(Stored items)

Content starts

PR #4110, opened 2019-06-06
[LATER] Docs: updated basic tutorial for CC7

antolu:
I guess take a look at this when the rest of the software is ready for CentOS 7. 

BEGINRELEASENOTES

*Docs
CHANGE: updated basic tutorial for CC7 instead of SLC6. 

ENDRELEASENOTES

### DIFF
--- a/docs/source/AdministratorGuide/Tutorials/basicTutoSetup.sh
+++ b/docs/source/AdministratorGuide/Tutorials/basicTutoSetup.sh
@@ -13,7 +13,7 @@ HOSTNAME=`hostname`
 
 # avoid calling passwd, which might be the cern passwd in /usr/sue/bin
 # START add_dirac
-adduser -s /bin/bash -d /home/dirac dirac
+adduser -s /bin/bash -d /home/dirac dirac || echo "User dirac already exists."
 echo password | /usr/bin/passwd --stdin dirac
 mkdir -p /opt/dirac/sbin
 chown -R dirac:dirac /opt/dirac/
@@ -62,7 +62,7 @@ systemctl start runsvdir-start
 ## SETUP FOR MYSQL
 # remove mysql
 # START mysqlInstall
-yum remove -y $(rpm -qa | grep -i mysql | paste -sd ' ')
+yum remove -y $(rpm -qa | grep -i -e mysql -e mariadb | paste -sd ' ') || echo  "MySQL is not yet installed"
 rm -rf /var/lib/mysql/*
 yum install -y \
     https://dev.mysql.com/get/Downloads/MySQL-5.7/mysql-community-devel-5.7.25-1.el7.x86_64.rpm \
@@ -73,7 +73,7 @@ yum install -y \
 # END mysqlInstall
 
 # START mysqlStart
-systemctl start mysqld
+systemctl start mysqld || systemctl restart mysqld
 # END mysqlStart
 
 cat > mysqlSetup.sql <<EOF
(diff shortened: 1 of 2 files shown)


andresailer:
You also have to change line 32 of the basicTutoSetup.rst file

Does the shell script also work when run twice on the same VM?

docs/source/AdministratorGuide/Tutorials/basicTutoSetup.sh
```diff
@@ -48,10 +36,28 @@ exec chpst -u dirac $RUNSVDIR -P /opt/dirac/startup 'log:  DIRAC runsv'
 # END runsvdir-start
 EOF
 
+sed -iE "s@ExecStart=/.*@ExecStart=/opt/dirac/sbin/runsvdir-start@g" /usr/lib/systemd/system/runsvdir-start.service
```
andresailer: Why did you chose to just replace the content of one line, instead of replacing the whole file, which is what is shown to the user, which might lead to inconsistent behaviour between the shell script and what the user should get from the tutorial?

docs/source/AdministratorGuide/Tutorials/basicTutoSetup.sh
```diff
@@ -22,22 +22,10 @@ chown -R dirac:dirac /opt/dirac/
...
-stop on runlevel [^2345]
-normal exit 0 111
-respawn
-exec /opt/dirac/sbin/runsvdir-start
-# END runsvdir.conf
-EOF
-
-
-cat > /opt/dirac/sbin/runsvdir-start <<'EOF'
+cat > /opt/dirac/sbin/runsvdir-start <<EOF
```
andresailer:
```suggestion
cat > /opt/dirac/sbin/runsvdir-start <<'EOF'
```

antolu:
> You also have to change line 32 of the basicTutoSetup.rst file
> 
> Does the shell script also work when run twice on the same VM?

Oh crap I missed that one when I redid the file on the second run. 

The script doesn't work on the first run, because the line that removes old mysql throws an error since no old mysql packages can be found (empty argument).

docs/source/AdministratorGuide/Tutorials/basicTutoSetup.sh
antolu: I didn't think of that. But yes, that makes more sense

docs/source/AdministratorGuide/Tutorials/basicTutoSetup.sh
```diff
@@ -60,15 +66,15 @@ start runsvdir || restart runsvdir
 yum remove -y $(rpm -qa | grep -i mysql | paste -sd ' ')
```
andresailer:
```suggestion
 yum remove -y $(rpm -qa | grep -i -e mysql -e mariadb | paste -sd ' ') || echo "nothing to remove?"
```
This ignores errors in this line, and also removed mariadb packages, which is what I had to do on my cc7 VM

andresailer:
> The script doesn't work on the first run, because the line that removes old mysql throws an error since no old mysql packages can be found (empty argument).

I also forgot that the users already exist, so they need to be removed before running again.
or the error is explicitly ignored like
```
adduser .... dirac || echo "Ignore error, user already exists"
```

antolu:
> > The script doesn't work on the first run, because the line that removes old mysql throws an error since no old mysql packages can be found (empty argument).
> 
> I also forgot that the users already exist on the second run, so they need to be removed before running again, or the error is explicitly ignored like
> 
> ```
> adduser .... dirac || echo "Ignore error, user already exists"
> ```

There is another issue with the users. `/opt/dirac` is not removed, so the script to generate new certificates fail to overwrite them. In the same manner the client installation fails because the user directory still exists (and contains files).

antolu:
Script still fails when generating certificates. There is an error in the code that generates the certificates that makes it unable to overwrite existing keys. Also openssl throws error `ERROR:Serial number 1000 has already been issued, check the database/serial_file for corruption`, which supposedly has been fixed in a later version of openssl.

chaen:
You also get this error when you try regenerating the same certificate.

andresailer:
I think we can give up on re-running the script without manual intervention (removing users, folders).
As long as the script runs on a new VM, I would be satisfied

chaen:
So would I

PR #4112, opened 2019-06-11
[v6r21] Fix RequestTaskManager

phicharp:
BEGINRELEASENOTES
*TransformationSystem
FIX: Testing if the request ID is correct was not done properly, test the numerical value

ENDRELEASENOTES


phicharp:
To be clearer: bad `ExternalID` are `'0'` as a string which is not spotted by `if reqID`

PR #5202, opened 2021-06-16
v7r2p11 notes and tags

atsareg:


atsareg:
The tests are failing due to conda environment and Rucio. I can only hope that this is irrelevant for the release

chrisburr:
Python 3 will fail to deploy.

Content ends
Content starts

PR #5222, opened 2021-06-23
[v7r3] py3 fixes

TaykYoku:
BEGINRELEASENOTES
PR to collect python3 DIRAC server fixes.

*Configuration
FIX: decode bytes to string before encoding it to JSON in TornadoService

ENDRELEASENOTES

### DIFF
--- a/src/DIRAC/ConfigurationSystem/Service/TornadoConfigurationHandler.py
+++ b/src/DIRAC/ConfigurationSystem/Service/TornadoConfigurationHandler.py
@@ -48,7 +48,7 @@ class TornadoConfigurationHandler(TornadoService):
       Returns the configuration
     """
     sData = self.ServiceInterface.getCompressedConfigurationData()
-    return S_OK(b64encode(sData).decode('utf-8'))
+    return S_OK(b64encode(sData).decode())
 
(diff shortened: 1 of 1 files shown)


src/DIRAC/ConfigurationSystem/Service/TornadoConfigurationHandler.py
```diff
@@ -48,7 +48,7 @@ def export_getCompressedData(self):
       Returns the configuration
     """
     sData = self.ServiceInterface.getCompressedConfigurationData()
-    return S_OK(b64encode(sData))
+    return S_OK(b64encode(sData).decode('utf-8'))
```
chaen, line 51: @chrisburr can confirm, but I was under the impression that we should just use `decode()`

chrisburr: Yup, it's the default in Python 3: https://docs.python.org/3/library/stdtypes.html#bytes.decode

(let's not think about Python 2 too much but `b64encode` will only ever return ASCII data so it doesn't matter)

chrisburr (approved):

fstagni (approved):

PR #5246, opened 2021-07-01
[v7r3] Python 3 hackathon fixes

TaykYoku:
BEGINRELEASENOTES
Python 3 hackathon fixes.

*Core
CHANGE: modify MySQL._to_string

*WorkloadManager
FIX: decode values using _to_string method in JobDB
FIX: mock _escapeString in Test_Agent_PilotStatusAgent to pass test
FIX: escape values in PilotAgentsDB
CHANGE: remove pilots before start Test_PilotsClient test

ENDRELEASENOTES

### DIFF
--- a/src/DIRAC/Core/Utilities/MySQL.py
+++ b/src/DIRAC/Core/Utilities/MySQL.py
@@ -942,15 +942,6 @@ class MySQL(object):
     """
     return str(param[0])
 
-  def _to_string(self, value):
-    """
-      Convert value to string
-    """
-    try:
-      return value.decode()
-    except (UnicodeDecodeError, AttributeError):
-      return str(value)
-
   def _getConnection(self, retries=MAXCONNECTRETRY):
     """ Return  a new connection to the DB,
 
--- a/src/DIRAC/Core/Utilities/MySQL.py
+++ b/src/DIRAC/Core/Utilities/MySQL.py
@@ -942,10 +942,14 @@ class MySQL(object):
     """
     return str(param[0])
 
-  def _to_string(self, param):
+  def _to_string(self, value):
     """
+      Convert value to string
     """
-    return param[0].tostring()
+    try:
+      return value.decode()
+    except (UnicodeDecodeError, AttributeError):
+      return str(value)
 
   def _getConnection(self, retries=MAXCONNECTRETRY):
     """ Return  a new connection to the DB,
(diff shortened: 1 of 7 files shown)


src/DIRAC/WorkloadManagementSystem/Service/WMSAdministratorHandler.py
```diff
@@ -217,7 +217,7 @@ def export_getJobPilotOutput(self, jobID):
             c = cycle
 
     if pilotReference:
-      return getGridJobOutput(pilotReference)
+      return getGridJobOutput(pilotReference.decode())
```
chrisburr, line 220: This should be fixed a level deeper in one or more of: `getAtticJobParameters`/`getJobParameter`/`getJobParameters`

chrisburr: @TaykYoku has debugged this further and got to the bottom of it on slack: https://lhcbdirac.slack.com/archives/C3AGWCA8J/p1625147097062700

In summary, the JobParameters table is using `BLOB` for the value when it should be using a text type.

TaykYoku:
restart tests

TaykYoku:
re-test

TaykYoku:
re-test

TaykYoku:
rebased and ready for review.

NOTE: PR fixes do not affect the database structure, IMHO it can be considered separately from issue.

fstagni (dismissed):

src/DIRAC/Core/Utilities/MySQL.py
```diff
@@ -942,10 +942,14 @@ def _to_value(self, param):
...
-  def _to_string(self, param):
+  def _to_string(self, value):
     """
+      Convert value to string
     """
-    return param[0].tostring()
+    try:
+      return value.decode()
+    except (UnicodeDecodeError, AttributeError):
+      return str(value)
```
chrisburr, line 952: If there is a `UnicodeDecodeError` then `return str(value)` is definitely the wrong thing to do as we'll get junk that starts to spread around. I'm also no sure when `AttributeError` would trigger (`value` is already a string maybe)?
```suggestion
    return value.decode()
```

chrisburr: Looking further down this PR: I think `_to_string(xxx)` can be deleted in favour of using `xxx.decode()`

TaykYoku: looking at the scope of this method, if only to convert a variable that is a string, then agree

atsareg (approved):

Content ends
Content starts

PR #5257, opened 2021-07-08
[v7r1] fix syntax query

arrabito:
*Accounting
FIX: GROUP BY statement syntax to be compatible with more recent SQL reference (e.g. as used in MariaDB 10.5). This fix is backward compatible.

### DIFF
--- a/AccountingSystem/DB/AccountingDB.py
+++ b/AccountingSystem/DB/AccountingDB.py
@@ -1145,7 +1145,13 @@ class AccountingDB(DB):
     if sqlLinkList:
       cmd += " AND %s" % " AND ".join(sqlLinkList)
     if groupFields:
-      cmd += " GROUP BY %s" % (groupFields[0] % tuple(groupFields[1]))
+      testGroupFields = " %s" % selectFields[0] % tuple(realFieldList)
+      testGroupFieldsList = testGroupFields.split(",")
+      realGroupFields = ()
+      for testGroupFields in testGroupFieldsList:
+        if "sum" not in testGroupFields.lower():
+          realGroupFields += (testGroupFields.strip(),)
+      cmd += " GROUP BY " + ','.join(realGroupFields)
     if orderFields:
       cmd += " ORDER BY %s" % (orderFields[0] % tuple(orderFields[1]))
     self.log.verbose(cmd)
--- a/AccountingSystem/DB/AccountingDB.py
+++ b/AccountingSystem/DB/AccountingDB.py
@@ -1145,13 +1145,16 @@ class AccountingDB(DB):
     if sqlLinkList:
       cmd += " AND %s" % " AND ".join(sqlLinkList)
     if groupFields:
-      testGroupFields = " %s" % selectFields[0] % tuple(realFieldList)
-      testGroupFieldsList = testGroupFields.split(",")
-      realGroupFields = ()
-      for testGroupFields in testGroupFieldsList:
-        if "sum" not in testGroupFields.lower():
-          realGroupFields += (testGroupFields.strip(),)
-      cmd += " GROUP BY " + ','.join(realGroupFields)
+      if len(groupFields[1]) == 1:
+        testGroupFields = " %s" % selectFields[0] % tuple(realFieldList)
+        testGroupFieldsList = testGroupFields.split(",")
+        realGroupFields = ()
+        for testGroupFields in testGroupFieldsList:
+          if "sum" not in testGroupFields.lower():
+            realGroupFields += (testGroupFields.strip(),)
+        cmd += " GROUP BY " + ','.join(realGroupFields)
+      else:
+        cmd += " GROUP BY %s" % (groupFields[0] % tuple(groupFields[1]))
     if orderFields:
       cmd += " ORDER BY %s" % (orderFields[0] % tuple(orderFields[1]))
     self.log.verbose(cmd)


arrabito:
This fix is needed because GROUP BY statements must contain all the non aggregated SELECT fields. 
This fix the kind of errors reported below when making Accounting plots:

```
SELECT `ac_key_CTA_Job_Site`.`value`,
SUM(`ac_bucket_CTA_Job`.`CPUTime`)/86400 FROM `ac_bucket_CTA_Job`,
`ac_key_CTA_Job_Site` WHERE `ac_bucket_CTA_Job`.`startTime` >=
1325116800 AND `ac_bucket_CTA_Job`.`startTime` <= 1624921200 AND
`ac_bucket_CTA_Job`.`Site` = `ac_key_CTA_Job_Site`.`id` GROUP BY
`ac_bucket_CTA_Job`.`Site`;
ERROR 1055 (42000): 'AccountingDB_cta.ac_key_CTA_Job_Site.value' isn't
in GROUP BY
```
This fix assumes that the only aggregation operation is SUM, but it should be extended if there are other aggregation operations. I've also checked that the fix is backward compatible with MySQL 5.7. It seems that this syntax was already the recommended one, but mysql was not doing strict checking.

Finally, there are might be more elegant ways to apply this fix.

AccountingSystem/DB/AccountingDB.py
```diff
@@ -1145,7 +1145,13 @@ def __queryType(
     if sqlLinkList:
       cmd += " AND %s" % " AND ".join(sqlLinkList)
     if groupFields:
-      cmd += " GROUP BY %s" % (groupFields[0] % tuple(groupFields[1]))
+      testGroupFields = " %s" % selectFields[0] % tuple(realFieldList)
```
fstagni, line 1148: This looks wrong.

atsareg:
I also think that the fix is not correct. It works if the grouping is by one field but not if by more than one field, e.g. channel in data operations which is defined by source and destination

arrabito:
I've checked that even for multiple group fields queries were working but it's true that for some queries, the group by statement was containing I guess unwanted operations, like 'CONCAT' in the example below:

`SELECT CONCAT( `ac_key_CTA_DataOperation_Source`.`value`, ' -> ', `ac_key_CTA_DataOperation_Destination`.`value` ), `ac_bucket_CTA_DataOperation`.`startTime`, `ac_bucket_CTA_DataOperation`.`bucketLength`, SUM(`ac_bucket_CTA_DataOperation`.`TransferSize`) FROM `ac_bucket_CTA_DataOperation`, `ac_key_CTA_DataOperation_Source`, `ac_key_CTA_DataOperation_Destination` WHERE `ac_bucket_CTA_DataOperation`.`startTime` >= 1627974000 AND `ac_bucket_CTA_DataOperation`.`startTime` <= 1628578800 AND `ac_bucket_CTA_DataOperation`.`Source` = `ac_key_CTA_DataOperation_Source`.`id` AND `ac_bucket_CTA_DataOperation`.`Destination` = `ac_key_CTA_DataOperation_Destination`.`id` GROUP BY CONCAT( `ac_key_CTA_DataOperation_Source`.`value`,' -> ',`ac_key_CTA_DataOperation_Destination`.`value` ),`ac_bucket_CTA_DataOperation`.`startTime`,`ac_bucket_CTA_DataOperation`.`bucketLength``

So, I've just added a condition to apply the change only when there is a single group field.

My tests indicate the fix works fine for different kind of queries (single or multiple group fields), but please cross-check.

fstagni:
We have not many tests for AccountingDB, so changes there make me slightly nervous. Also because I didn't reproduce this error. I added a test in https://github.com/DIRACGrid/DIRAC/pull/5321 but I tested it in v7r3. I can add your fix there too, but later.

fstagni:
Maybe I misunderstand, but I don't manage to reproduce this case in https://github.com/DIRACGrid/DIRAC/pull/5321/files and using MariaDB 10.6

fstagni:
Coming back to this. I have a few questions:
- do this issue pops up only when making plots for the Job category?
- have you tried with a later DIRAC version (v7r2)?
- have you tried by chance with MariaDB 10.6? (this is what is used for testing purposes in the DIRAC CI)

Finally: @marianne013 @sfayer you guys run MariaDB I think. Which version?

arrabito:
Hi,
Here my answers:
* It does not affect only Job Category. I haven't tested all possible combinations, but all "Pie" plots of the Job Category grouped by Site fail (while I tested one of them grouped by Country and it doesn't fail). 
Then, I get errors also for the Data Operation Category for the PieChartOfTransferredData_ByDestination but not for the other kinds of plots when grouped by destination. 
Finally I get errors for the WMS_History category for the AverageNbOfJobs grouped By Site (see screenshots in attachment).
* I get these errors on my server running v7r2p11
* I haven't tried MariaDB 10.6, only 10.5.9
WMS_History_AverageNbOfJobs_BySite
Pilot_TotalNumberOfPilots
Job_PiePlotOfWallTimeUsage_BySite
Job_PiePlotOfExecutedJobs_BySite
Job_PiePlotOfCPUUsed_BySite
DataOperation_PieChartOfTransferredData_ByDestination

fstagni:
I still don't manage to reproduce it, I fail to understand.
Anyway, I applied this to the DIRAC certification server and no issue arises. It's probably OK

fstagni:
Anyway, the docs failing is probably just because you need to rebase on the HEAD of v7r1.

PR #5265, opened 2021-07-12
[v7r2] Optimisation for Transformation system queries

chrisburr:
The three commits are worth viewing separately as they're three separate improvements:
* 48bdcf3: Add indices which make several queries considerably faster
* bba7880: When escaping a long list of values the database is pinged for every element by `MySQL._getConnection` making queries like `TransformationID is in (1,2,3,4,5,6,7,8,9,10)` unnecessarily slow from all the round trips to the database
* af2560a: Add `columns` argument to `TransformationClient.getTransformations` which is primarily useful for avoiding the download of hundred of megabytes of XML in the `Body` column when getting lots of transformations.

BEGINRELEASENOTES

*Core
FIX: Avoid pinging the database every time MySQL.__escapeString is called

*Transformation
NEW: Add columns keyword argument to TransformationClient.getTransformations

Content ends

#### Assignment
Whenever a line above includes the string "Anyway", copy it.

#### Output below
Anyway, I applied this to the DIRAC certification server and no issue arises. It's probably OK
Anyway, the docs failing is probably just because you need to rebase on the HEAD of v7r1.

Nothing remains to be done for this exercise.